For the first time, the Center for Disease Control and Prevention (CDC) has recommended that even seemingly healthy people wear masks over their mouths and noses when venturing out of their homes into places where it is difficult to maintain distance from other people. But there is still major debate over how much masks — particularly the homemade fabric masks that the CDC recommends for the public — can slow the spread of SARS-CoV-2, the virus that causes COVID-19.
Researchers, writing in two new papers, attempt to tackle the efficacy of masks, one more rigorously than the other, and come to differing conclusions. One study examined the effect of masks on seasonal coronaviruses (which cause many cases of the common cold) and found that surgical masks are helpful at reducing how much virus a sick person spreads. The other looked particularly at SARS-CoV-2 and found no effect of either surgical or fabric masks on reducing virus spread, but only had four participants and used a crude measure of viral spread.
The bottom line, experts say, is that masks might help keep people with COVID-19 from unknowingly passing along the virus. But the evidence for the efficacy of surgical or homemade masks is limited, and masks aren't the most important protection against the coronavirus.
Related: 13 Coronavirus myths busted by science
"Putting a face mask on does not mean that you stop the other practices," said May Chu, a clinical professor in epidemiology at the Colorado School of Public Health on the Anschutz Medical Campus who was not involved in either new study. "It does not mean you get closer to people, it does not mean you don't have to wash your hands as often and you can touch your face. All of that still is in place, this is just an add-on."

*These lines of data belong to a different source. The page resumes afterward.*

PR #795, opened 2021-08-11
Validate that image cache size does not change when the storage class is immutable

### LINKED ISSUE #775: kpack reconciliation loop gets stuck if storage class does not allow dynamic resizing
If the storage class does not allow resizing (both up and down) -- kpack images currently get stuck and don't trigger builds on source changes etc.

We could optionally check for an annotation on the stroageclass `is-mutable` or `is-resizeable` to allow the webhook to prevent users for re-sizing the images.

samj1912:
Fixes #775

### DIFF
--- a/cmd/webhook/main.go
+++ b/cmd/webhook/main.go
@@ -104,6 +104,9 @@ func withCheckDefaultStorageClass(ctx context.Context, storageClassLister lister
 
 		if val, ok := sc.Annotations["storageclass.kubernetes.io/is-default-class"]; ok && val == "true" {
 			ctx = context.WithValue(ctx, buildapi.HasDefaultStorageClass, true)
+			if val, ok := sc.Annotations["storageclass.kubernetes.io/is-immutable"]; ok && val == "true" {
+				ctx = context.WithValue(ctx, buildapi.IsImmutable, true)
+			}
 			break
 		}
 	}
--- a/pkg/apis/build/v1alpha1/image_validation.go
+++ b/pkg/apis/build/v1alpha1/image_validation.go
@@ -16,6 +16,7 @@ type ImageContextKey string
 
 const (
 	HasDefaultStorageClass ImageContextKey = "hasDefaultStorageClass"
+	IsImmutable            ImageContextKey = "isImmutable"
 )
 
 var (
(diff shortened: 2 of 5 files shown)


cmd/webhook/main.go
```diff
@@ -104,6 +104,9 @@ func withCheckDefaultStorageClass(ctx context.Context, storageClassLister lister
 
 		if val, ok := sc.Annotations["storageclass.kubernetes.io/is-default-class"]; ok && val == "true" {
 			ctx = context.WithValue(ctx, buildapi.HasDefaultStorageClass, true)
+			if val, ok := sc.Annotations["storageclass.kubernetes.io/is-immutable"]; ok && val == "true" {
```
samj1912, line 107: Happy to change this annotation to whatever others feel best. Maybe kpack io domain might be preferable.

phil9909: Maybe we could check `sc.AllowVolumeExpansion` instead of inventing an annotation. See https://kubernetes.io/docs/concepts/storage/storage-classes/#allow-volume-expansion

samj1912: @phil9909 thanks for the suggestion! much cleaner!

pkg/apis/build/v1alpha1/image_validation.go
```diff
@@ -16,6 +16,7 @@ type ImageContextKey string
 
 const (
 	HasDefaultStorageClass ImageContextKey = "hasDefaultStorageClass"
+	IsExpandable           ImageContextKey = "IsExpandable"
```
tylerphelan, line 19: `isExpandable` for consistency?

pkg/apis/build/v1alpha1/image_validation.go
```diff
@@ -96,11 +97,19 @@ func (is *ImageSpec) validateCacheSize(ctx context.Context) *apis.FieldError {
 
 	if apis.IsInUpdate(ctx) {
 		original := apis.GetBaseline(ctx).(*Image)
-		if original.Spec.CacheSize != nil && is.CacheSize.Cmp(*original.Spec.CacheSize) < 0 {
-			return &apis.FieldError{
-				Message: "Field cannot be decreased",
-				Paths:   []string{"cacheSize"},
-				Details: fmt.Sprintf("current: %v, requested: %v", original.Spec.CacheSize, is.CacheSize),
+		if original.Spec.CacheSize != nil {
+			if ctx.Value(IsExpandable) == false && is.CacheSize.Cmp(*original.Spec.CacheSize) != 0 {
```
tylerphelan, line 101: I think checking first if the cache size is decreased and throw "Field cannot be decreased" then checking for expansion is more precise error handling

pkg/apis/build/v1alpha1/image_validation.go
```diff
@@ -96,11 +97,19 @@ func (is *ImageSpec) validateCacheSize(ctx context.Context) *apis.FieldError {
...
+				return &apis.FieldError{
+					Message: "Field cannot be changed",
```
tylerphelan, line 103: would some context to the error be valuable? -> "Field cannot be changed, storageClass cannot be expanded"

tylerphelan (changes requested):
nice – some small comments.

I also like this Alternet story about Susan Collins trying to absolve herself of blame, and the disastrous results:
www.alternet.org/...
‘Very concerned’ Susan Collins tried to rally Maine with a hopeful COVID-19 message — and it didn’t go well: ‘You own this mess’
I am hopeful that this pattern among Rethugs will be replayed elsewhere, especially in states where the governor is being spectacularly incompetent, like Florida, Georgia and Tennessee.
I am also working on a piece to go up on LinkedIn and on my mailing list, that I will also link here somewhere, about the implications of the pandemic for state and local government credit quality and the implications for needed funding of infrastructure, such as climate-related resiliency projects. I have run into “Amadeus syndrome”: too many notes.
I also end by noting that some church and writer or other pointed out that having empty churches today is OK; after all, on Easter, Jesus’ tomb was reportedly empty, too.
www.al.com/...
- News
Empty tomb, empty churches: finding joy in online Easter
Hey, I’m a Jewish agnostic. What do I know? Btw, Boris Johnson was just discharged from the hospital, so his tomb is empty, too.
Have a great goodgnusEaster, 2Thanks et al.